Michele Borba, a psychological expert, has summarized 7 elements that help children grow up to be successful and lead a more comfortable life:
Confidence
Confident children tend to have a more successful life than those who lack this quality. Confidence is the result of doing well, where children dare to face obstacles, find solutions, and overcome them on their own. Confident children know that they can fail but also recover, which is why we must free ourselves from negative emotions. However, parents should not equate confidence with self-esteem. Confidence means understanding one’s inner strength and believing in oneself to overcome difficulties, while self-esteem means valuing kindness and rejecting help when one is capable of doing it on their own.
Empathy
Empathy can take three forms: emotional empathy, which involves sharing and sensing others’ emotions; compassionate empathy, which motivates us to act with hidden sincerity; and cognitive empathy, which means understanding others’ thoughts or putting ourselves in their shoes. Children who empathize with others when they grow up tend to be trusted and trusted individuals.
To create empathy in children, parents can follow these methods:
Label emotions: Intentionally name the emotions in context to help children build emotional vocabulary: “You seem happy!”; “You seem upset.”
Ask questions to the child: Before a situation, ask questions to the child such as “How does it make you feel?”; “You seem scared. Did mommy/daddy do the right thing?”.
Share emotions: Children can share their emotions when they feel safe and when they see their parents willing to share their emotions with them. Therefore, to help children share their emotions, you also need to create a space for sharing your own emotions. You can say things like “Mom doesn’t sleep much, so she’s irritable”; “Mom feels bored with this book,” which helps children get used to sharing their own emotions.
Pay attention to others: When in front of a crowd, you can make your child aware of everyone’s body language. For example, ask “What do you think that man is feeling?”; “Have you ever felt like this?”.
Autonomy
A child with autonomy will learn to control their own emotions and thoughts. One way to teach autonomy is to give signals. Some children have difficulty switching between activities. That’s why teachers use “attention signals” such as bells or verbal signals, saying “Put your pencil down, look up.”
Here are some phrases that can help parents get their child’s attention: “Mommy/daddy needs your attention in a minute”; “Are you ready to listen?”. Another technique is to use tense pauses. Slowing down gives children time to think. Teach them “pause reminders” that they can use to remind themselves to pause and think before acting: “If you’re angry, count to 10 before responding”; “When in doubt: Stop, think, calm down”; “Don’t say anything you don’t want others to say about you.”
Integrity
Children with integrity will build trust with the community, helping them establish their value in life.
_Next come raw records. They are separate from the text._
PR #24974, opened 2023-04-06
low-code: Remove NoAuth from the interface

girarda:
## What
The `NoAuth` object does not need to be exposed in the DSL because the HttpRequester's authenticator field is optional.

This removes the `NoAuth` from the manifest schema so we don't need to document and maintain it.

The `NoAuth` object is only used explicitly once for source-alpha-vantage

## How
- Remove `NoAuth` from the definitions
- Update the model to component factory
- Update source-alpha-vantage to implicitly use no auth

## Recommended reading order
2. `airbyte-cdk/python/airbyte_cdk/sources/declarative/parsers/model_to_component_factory.py`
3. `airbyte-integrations/connectors/source-alpha-vantage/source_alpha_vantage/manifest.yaml`

## Testing
Tested locally because we can't run CATs with the local version of the CDK using CI.
I tested the following:
- `./airbyte-cdk/python/bin/run-cats-with-local-cdk.sh -c source-alpha-vantage`
- `./airbyte-cdk/python/bin/run-cats-with-local-cdk.sh -c source-gnews`
- `./airbyte-cdk/python/bin/run-cats-with-local-cdk.sh -c source-greenhouse`

Dagger CI pipeline is failing because it doesn't test with local changes to the CDK

### DIFF
--- a/airbyte-cdk/python/airbyte_cdk/sources/declarative/declarative_component_schema.yaml
+++ b/airbyte-cdk/python/airbyte_cdk/sources/declarative/declarative_component_schema.yaml
@@ -678,7 +678,6 @@ definitions:
           - "$ref": "#/definitions/CustomAuthenticator"
           - "$ref": "#/definitions/OAuthAuthenticator"
           - "$ref": "#/definitions/SingleUseRefreshTokenOAuthAuthenticator"
-          - "$ref": "#/definitions/NoAuth"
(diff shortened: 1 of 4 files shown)


brianjlai (approved):
:shipit: Do we need a follow up to deprecate NoPagination? It's trivial fix but way more usage than `NoAuth` which appears to be just alpha vantage

sherifnada:
does this impact the UI?

PR #24976, opened 2023-04-07
low-code: remove mentions of NoPagination from existing manifests

girarda:
## What
The NoPagination object does not need to be exposed in the DSL because the SimpleRetriever's paginator field is optional.

This PR removes explicit mentions of `NoPagination` from the existing manifests. Removing the field from the schema will be done in a follow up PR.

This PR also removes the field from the template, which explains why it is so widely used.

Removing the explicit mention of NoPagination does not change the connector's behavior, so I do not plan on releasing a new version.

Tested with:
- `./airbyte-cdk/python/bin/run-cats-with-local-cdk.sh -c source-alpha-vantage`
-


sherifnada:
@girarda are we still trying to merge this?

To teach children integrity, you need to walk the talk and lead by example. Parents also need to listen and be patient with their children to foster integrity in them.
Curiosity
Curiosity is not a bad thing; it stimulates children to explore. However, they need to be curious about things that are useful, not just to gossip or speak ill of others, invade others’ privacy.
You can stimulate curiosity in your child with interesting games for them to explore and stimulate their curiosity to achieve specific entertainment achievements. To stimulate your child’s curiosity, you can frequently use phrases like “Let’s see what will happen!”. Instead of providing an answer, ask: “What do you think?”; “How do you know?”; “How can you find out?”
Finally, when reading a book, watching a movie, or just passing by someone, use questions like “Mom/dad doesn’t know where she’s going”; “Mom/dad wonders why they did that”; “Mom/dad wonders what will happen next”.
Perseverance
Perseverance is a characteristic of successful individuals. Those who lack perseverance or give up are considered failures. Therefore, one must persevere to achieve goals. Teach your child perseverance by being persistent and patient. Encourage your child when they have not accomplished anything yet. Encourage them for the joy of accomplishment. Show them that perseverance has meaning, and they will follow suit.
Optimism
Optimistic children see challenges and obstacles as temporary and surmountable, so they are more likely to succeed. Optimism also makes it easier for children to connect with the world. People like optimistic individuals more than individuals who are insecure and prone to negative talk.
To make children optimistic, parents cannot be negative or complain all the time. Therefore, when facing any difficulties, look for the most positive direction because if you think it’s difficult, nothing will change, but if you look in the most positive direction, you may find a better solution.
Therefore, to help your child become successful individuals, the first thing is for parents to change their mindset to approach these elements. From there, you can teach your child these things.